Des solutions politiques doivent être envisagées pour parer à cette situation. Voici quelques mesures qui pourraient constituer une partie de la solution. Elles peuvent être limitées dans le temps.

  • Avec les prix actuels du marché, des investissements dans l’entretien ne sont pas totalement garantis. Les contributions devraient donc être étendues à l’entretien des centrales hydrauliques existantes.
  • Les contributions ne devraient pas seulement être destinées à accroître la production mais aussi à augmenter le volume d’accumulation (pompage-turbinage).

Le système d’encouragement des énergies renouvelables (en particulier l’éolien et le photovoltaïque) devrait inciter les producteurs à fournir lorsqu’il y a une demande et être limité dans le temps. Cela éviterait d’aggraver le dommage causé à la force hydraulique.

  • Les centrales hydrauliques d’une puissance de plus de 10 MW pourraient elles aussi être intégrées au système d’encouragement des énergies renouvelables.
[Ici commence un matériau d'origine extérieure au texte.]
PR #618, opened 2024-07-13
Add support for computing `BoxedUint::gcd` with even modulus

tarcieri:
Edit: it works now! Uses an implementation similar to `Uint::gcd` as added in #617

~~Tests are currently failing due to the handling of zero as one of the values.~~

~~I'm thinking the return value of `CtOption` is largely a vestige of when even numbers weren't supported, and we can change it to be infallible now, similar to `num-bigint`.~~

~~I'm uncertain why we aren't seeing similar failures in the `Uint::gcd` proptests as I expect it to have a similar issue.~~

### DIFF
--- a/src/traits.rs
+++ b/src/traits.rs
@@ -197,12 +197,12 @@ pub trait FixedInteger: Bounded + ConditionallySelectable + Constants + Copy + I
     const LIMBS: usize;
 }
 
-/// Compute greatest common divisor of two integers.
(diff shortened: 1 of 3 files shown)


dignifiedquire:
agreed on removing ctoption 👍

tarcieri:
Opened #619 to make `Uint::gcd` infallible, then when that's merged I'll do a similar treatment here

PR #623, opened 2024-07-27
Split `Uint::mul_mod` and `Uint::mul_mod_vartime`

tarcieri:
The previous `mul_mod` was variable-time with respect to the modulus. This adds a proper constant-time version.

It also changes the `p` argument to be `NonZero<Self>`

### DIFF
--- a/src/uint/mul_mod.rs
+++ b/src/uint/mul_mod.rs
@@ -3,28 +3,40 @@
 use crate::{
     modular::{MontyForm, MontyParams},
     primitives::mul_rem,
-    Limb, MulMod, Uint, WideWord, Word,
+    Concat, Limb, MulMod, Odd, Split, Uint, WideWord, Word,
 };
 
 impl<const LIMBS: usize> Uint<LIMBS> {
     /// Computes `self * rhs mod p` for odd `p`.
-    ///
-    /// Panics if `p` is even.
-    // TODO(tarcieri): support for even `p`?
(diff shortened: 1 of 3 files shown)


src/uint/mul_mod.rs
```diff
@@ -64,7 +76,7 @@ impl<const LIMBS: usize> MulMod for Uint<LIMBS> {
     type Output = Self;
 
     fn mul_mod(&self, rhs: &Self, p: &Self) -> Self {
-        self.mul_mod(rhs, p)
+        self.mul_mod_vartime(rhs, &p.to_odd().expect("only odd moduli supported"))
     }
```
tarcieri, line 80: Perhaps the `MulMod` trait should be changed to accept `&Odd<Self>` for `p`, so that the inherent method matches the trait.

(I do find a type safe `Odd` preferable to panicking here)

andrewwhitehead:
An updated version of `mul_mod_vartime` would not require an odd modulus, but I think requiring a NonZero modulus would make sense.

src/uint/mul_mod.rs
```diff
@@ -64,7 +80,7 @@ impl<const LIMBS: usize> MulMod for Uint<LIMBS> {
     type Output = Self;
 
     fn mul_mod(&self, rhs: &Self, p: &Self) -> Self {
-        self.mul_mod(rhs, p)
+        self.mul_mod_vartime(rhs, &NonZero::new(*p).expect("p should be non-zero"))
```
tarcieri, line 83: This should probably be `mul_mod` but I would need to add the extra bounds

PR #625, opened 2024-08-01
Make `mul_rem()` primitive constant-time

fjarri:
As mentioned in #511, `mul_rem()` is currently variable-time in `d`, which makes `mul_mod_special()` variable-time in `c`. This PR makes `mul_rem()` constant-time with no loss of performance. 

Since `mul_mod` now uses the `div_limb` functionality, it was moved there.

Also added `NonZero::<Limb>::new_unwrap()`.

### DIFF
--- a/src/primitives.rs
+++ b/src/primitives.rs
@@ -65,9 +65,3 @@ pub(crate) const fn mac(a: Word, b: Word, c: Word, carry: Word) -> (Word, Word) 
     let ret = a + (b * c) + carry;
     (ret as Word, (ret >> Word::BITS) as Word)
 }
-
-/// Computes `(a * b) % d`.
-#[inline(always)]
-pub(crate) const fn mul_rem(a: Word, b: Word, d: Word) -> Word {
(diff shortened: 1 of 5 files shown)


tarcieri:
> Whatever happened to a const constructor of `NonZero`? 

#602

src/primitives.rs
```diff
@@ -65,9 +65,3 @@ pub(crate) const fn mac(a: Word, b: Word, c: Word, carry: Word) -> (Word, Word)
     let ret = a + (b * c) + carry;
     (ret as Word, (ret >> Word::BITS) as Word)
 }
-
-/// Computes `(a * b) % d`.
-#[inline(always)]
-pub(crate) const fn mul_rem(a: Word, b: Word, d: Word) -> Word {
-    ((a as WideWord * b as WideWord) % (d as WideWord)) as Word
```
tarcieri, line 72: Perhaps we should enable the `clippy::integer_division_remainder_used` lint

tarcieri (approved):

Cela contribuerait à mettre toutes les technologies renouvelables sur un pied d’égalité.

Les producteurs paient une redevance sur l’eau, calculée sur la puissance de la centrale et non sur sa rentabilité.

  • Ce système devrait être modifié. Si le coût des redevances hydrauliques était plutôt négligeable par le passé, tel n’est plus le cas. Une partie de la solution pourrait consister par exemple :
  • à faire payer les redevances hydrauliques directement par les consommateurs d’électricité et non plus par les exploitants,
  • à ce que les cantons, conformément à leur compétence, renoncent à une hausse (possible sur le plan légal) des redevances hydrauliques.

Situation politique actuelle

En janvier 2015, le Grand Conseil du canton de Berne, un des principaux cantons hydrauliques, contre la volonté du gouvernement, a renoncé à une augmentation des redevances hydrauliques. Un exemple à suivre.

Parallèlement à cela, la Commission de l’énergie du Conseil des Etats (CEATE-E) examine la Stratégie énergétique 2050. L’énergie hydraulique sera un des thèmes centraux de ces discussions. Espérons que les décisions politiques arriveront à temps et seront à la hauteur des enjeux, soit le maintien de près de 60 % de notre production électrique.